Davood Rafiei is a professor in the Department of Computing Sciences and expert in big data and information management. Photo credit: John Ulan for the Faculty of Science.
In an increasingly digital world, we don’t always consider where on earth the information we find online comes from.
Now, computing science researchers at the University of Alberta are using automated geotagging models to put a place to online data and documents.
“With the proliferation of online content and the need for sharing it across the globe, it is important to correctly match names to the places they refer to,” says Davood Rafiei, professor in the Department of Computing Science and expert in big data and information management.
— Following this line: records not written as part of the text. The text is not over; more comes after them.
PR #972, opened 2021-08-12
enable prometheus metrics in cns

rbtr:
**Reason for Change**:

Enables prometheus metrics in CNS via the controller-runtime, adds initial histovecs on the IP request API endpoints

**Issue Fixed**:

**Requirements**:

- [ ] includes documentation
- [ ] adds unit tests

**Notes**:


cns/ipampoolmonitor/metrics.go
```diff
@@ -0,0 +1,70 @@
...
+
+import (
+	"github.com/prometheus/client_golang/prometheus"
+	"sigs.k8s.io/controller-runtime/pkg/metrics"
+)
+
+var (
+	ipamAllocatedIPCount = prometheus.NewGauge(
+		prometheus.GaugeOpts{
+			Name: "ipam_allocated_ip",
```
ramiro-gamarra, line 11: Might be a good idea to adhere to Prometheus naming conventions [here](https://prometheus.io/docs/practices/naming/). If we do, units should be plural where appropriate.

cns/ipampoolmonitor/metrics.go
```diff
@@ -0,0 +1,70 @@
...
+	)
+	ipamAvailableIPCount = prometheus.NewGauge(
+		prometheus.GaugeOpts{
+			Name: "ipam_available_ip",
+			Help: "Available IP count.",
+		},
+	)
+	ipamBatchSize = prometheus.NewGauge(
+		prometheus.GaugeOpts{
+			Name: "ipam_batch",
```
ramiro-gamarra, line 23: thoughts on `size` as a suffix? Same for `pool` below.

cns/metric/alloc.go
```diff
@@ -0,0 +1,111 @@
...
+// and we queue one right before receiving an NNC status update, we have no
+// way to decorrelate that update with the in-flight requsets and will record
+// a very short response latency.
+
+var allocLatency = prometheus.NewHistogramVec(
+	prometheus.HistogramOpts{
+		//nolint:gomnd
+		Buckets: prometheus.ExponentialBuckets(0.05, 2, 15), // 50 ms to ~800 seconds
+		Help:    "IP allocation latency in seconds by batch size",
+		Name:    "ip_alloc_latency",
```
ramiro-gamarra, line 38: Per naming conventions, should probably include the unit as suffix (`seconds`). Same for below.

cns/metric/alloc.go
```diff
@@ -0,0 +1,111 @@
...
+// request via the NNC, and then popping any alloc/dealloc start times that
+// we have saved as soon we get an updated NNC.
+// If we have not received a new NNC, multiple requests to start an
+// alloc/dealloc timer will noop - we only record the longest span between
+// pushing an NNC spec and receiving an updated NNC status.
+//
+// This data will be left-skewed: if there is no in-flight alloc or dealloc,
+// and we queue one right before receiving an NNC status update, we have no
+// way to decorrelate that update with the in-flight requsets and will record
+// a very short response latency.
```
ramiro-gamarra, line 31: This is amazing documentation, thank you.

cns/metric/alloc.go
```diff
@@ -0,0 +1,111 @@
...
+// We get this data by recording a start time when we push an alloc/dealloc
+// request via the NNC, and then popping any alloc/dealloc start times that
+// we have saved as soon we get an updated NNC.
+// If we have not received a new NNC, multiple requests to start an
+// alloc/dealloc timer will noop - we only record the longest span between
+// pushing an NNC spec and receiving an updated NNC status.
+//
+// This data will be left-skewed: if there is no in-flight alloc or dealloc,
+// and we queue one right before receiving an NNC status update, we have no
+// way to decorrelate that update with the in-flight requsets and will record
```
ramiro-gamarra, line 30: typo on requests

cns/restserver/metrics.go
```diff
@@ -0,0 +1,35 @@
...
+	"net/http"
+	"time"
+
+	"github.com/prometheus/client_golang/prometheus"
+	"sigs.k8s.io/controller-runtime/pkg/metrics"
+)
+
+var requestLatency = prometheus.NewHistogramVec(
+	prometheus.HistogramOpts{
+		Name: "request_latency",
```
ramiro-gamarra, line 13: same as above re unit suffix

cns/restserver/metrics.go
```diff
@@ -0,0 +1,35 @@
...
+	metrics.Registry.MustRegister(
+		requestLatency,
+	)
+}
+
+func newHandlerFuncWithHistogram(handler http.HandlerFunc, histogram *prometheus.HistogramVec) http.HandlerFunc {
+	return func(w http.ResponseWriter, req *http.Request) {
+		start := time.Now()
+		defer func() {
+			histogram.WithLabelValues(req.URL.RequestURI(), req.Method, "0").Observe(time.Since(start).Seconds())
```
ramiro-gamarra, line 31: What is the `"0"` here?

cns/singletenantcontroller/kubecontroller/metrics.go
```diff
@@ -0,0 +1,35 @@
...
+	)
+	requestedIPs = prometheus.NewGauge(
+		prometheus.GaugeOpts{
+			Name: "requested_ips",
+			Help: "Requested IP count.",
+		},
+	)
+	unusedIPs = prometheus.NewGauge(
+		prometheus.GaugeOpts{
+			Name: "unused_ip",
```
ramiro-gamarra, line 23: `ips`

cns/restserver/restserver.go
```diff
@@ -57,7 +57,7 @@ type GetHTTPServiceDataResponse struct {
 	Response            Response
 }
 
-//struct to return in-memory httprest data in debug api
+// HttpRestServiceData struct to return in-memory httprest data in debug api
```
ramiro-gamarra, line 60: This removes lint warnings but we can do better :). How about
```
HttpRestServiceData is a response from the debug API. It represents in-memory CNS data.
```

ramiro-gamarra (commented):
This looks really good, just some feedback around metric naming.

cns/ipampoolmonitor/metrics.go
rbtr: works for me

cns/ipampoolmonitor/metrics.go
rbtr: `ip`->`ips` everywhere, since that seems to by my unit here 😆

cns/metric/alloc.go
rbtr: updated

cns/restserver/metrics.go
rbtr: dropped. it was supposed to represent response code, but the current router setup doesn't let me easily extract that in a middleware func like this

cns/singletenantcontroller/kubecontroller/crdrequestcontroller.go
```diff
@@ -116,20 +114,20 @@ func New(cfg Config) (*requestController, error) {
 	// for serving prometheus metrics, set to "0" to disable
 	mgr, err := ctrl.NewManager(cfg.KubeConfig, ctrl.Options{
 		Scheme:             scheme,
-		MetricsBindAddress: prometheusAddress,
+		MetricsBindAddress: ":9090",
```
ramiro-gamarra, line 117: missed this before, but should this come from config?

rbtr: maybe. `:9090` is the standard prometheus scrape port, and i don't think we will have any reason to change it, but i'm not against making that a knob with `:9090` as an overridable default

ramiro-gamarra: I think it would be better for orchestrator teams other than AKS (which may or may not run CNS as a container), such that they don't end up with any port collisions.

rbtr: i will add this as default so that it can be disabled with a config change.
just to note: as currently implemented, I'm using controller-runtime's prometheus integration so this codepath only gets exercised if we're running in k8s

cns/configuration/configuration.go
```diff
@@ -133,6 +134,7 @@ func SetCNSConfigDefaults(config *CNSConfig) {
 	if config.ChannelMode == "" {
 		config.ChannelMode = cns.Direct
 	}
+	config.MetricsBindAddress = ":9090"
```
ramiro-gamarra, line 137: It seems like this would always overwrite the address even if provided

rbtr: embarrassing

ramiro-gamarra (dismissed):
lgtm. I know that @neaggarwMS also wanted to review so I'd wait until she approves to merge.

PR #975, opened 2021-08-16
Consolidate CRD packages

rbtr:
**Reason for Change**:

Relocates the NNC and multitenant CRD in to a `crd/` package to consolidate current (and future) shared CRD related code and components.

**Issue Fixed**:

**Requirements**:

- [ ] includes documentation
- [ ] adds unit tests

**Notes**:


feiskyer:
I think it's better to keep the root package name as "crds" instead of "crd" because multiple CRDs are added there. What do you think?

rbtr:
@feiskyer I went back and forth on this. At first I agree that it reads better as `crds`, but the [consensus in the community](https://github.com/golang-standards/project-layout/issues/7) seems to be that packages of "collections", several of the same type of thing like CRDs, should be singular `crd`. 
Seems like the only reason we have `bytes` or `errors` in the stdlib is because those would conflict with reserved keywords `byte` and `error`.
@ramiro-gamarra wdyt?

ramiro-gamarra:
@rbtr It looks like in this new structure `crd` is indeed a package and not just a directory so I would also favor the singular form.

crd/nodenetworkconfig/api/v1alpha/groupversion_info.go
```diff
@@ -1,19 +1,3 @@
-/*
```
thatmattlong, line 1: I am by no means a legal expert but do we want to keep the licenses of generated files as the license that they were generated under?

thatmattlong (approved):
Approved, but with a question about removing some of the license headers

crd/nodenetworkconfig/api/v1alpha/groupversion_info.go
rbtr: These files are generated by kubebuilder as apache2 by default, but that's customizable and we should have overriden it when we scaffolded the CRDs. Since currently that's the default and these are the only files not covered by the root MIT license, and that seemed accidental. Removing the headers covers them under MIT with everything else.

“The power of geotagging is being better able to understand people, places, and things referenced in online documents.” —Davood Rafiei
“The potential applications are huge. Perhaps you want to find out about people, organizations, or events in a certain location. Or maybe you want to understand where your data sources are located. There are even applications for determining if two named entities are in fact referring to the same thing.”
Creating a sound model
Using a two-part model, Rafiei and former master of science student Jiangwei Yu have developed a technique to automate geotagging for news articles and other online documents and data. The model integrates two competing hypotheses: inheritance and near-location.
According to the inheritance hypothesis, named entities are given the same geographical location as the document in which they are mentioned. “For example, every name mentioned in a Wall Street Journal article will inherit the geocentre of the article, which in this case will be New York City, New York, USA,” explains Rafiei.
The near-location hypothesis links the named entities to geographical locations mentioned in nearby text—such as a person’s name mentioned next to the phrase “Edmonton, Alberta” in an article.
“What happens in the real world though appears to be a mixture of the two forces,” explains Rafiei. “Our data shows that the inheritance hypothesis holds in 72 percent of the cases, the near-location hypothesis holds in 67 percent of the cases, and at least one holds in close to 99 percent of the cases.”
The power of place
In addition to being highly accurate, the model is automated, cutting the cost of geotagging significantly.
“The power of geotagging is being better able to understand people, places, and things referenced in online documents,” says Rafiei.
The paper, “Geotagging named entities in news and online documents”, was presented at International Conference on Information and Knowledge Management, Proceedings.